When I think back on these events, my regrets are not that I didn’t exert more control over the kids, but that I didn’t look these people square in the eye with a dark look that clearly and pointedly said “bite me”. I wish I had explained to my fellow ice cream customer that if he couldn’t tolerate noise, he should be aware there was a fireworks show about to begin. I wish I had looked right at the clapping man, then put my daughter down and told her to continue playing.

I consider it a duty of all parents to stand up for each other against ignorant judgment. We often share memes about how cool it was to ride your bigwheel across busy highways while listening to Zeppelin, and how we all spent hours away from the prying eyes of parents and neighbors, and how there were no electronics, no tethers, no medicines. Just belts and paddles. And how exhibits at the zoo, freshly built in 1978, were dismal concrete boxes where animals dwelled, if not lived, in deplorable conditions that could easily be breached by any kid who felt like pushing through a fence rail.

Well 1978, and everything that was cool about it, just came back to bite us in the ass. So we have to decide: Is it cool to build stuff that lets kids, if allowed to be kids, imperil themselves within seconds? Is it cool to take videos and photos of kids being kids so we can share them online? Is it totally rad to bitch about parents who happen to look the other way, at another child, or to rummage through their bags to get candy, a camera phone, a set of jingling toy keys or medicine while their kids happen to get in our way? Is it cool to think we’re completely reliable and superior to literally everyone else in the universe, while at the same time believing we grew up in some kind of golden era where monkey cages, bigwheels, seat-belt-less automobiles and acid rock were all part of a great big world where kids could easily die, or survive, depending on how drunk our parents were?

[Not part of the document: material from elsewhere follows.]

PR #31, opened 2022-10-12
Add hash sign / hash verify

derekparker:
This API was removed during the transition to 1.19. This patch adds it back. It was originally requested because the FIPS lab insisted that hashing / signing (or verifying) happen in a single openssl call.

If you’re judging a mom harshly for believing she had shelled out $25 per person to bring her kids to a place that had been upgraded since those days, and for daring to ‘hover’ over one of her children while another was able to fall into this 1978 concrete box without needing a ladder and blowtorch, then you suffer from this disease. Blind Americana.

It’s probably not unique to Americans, but we sure corner the market in it.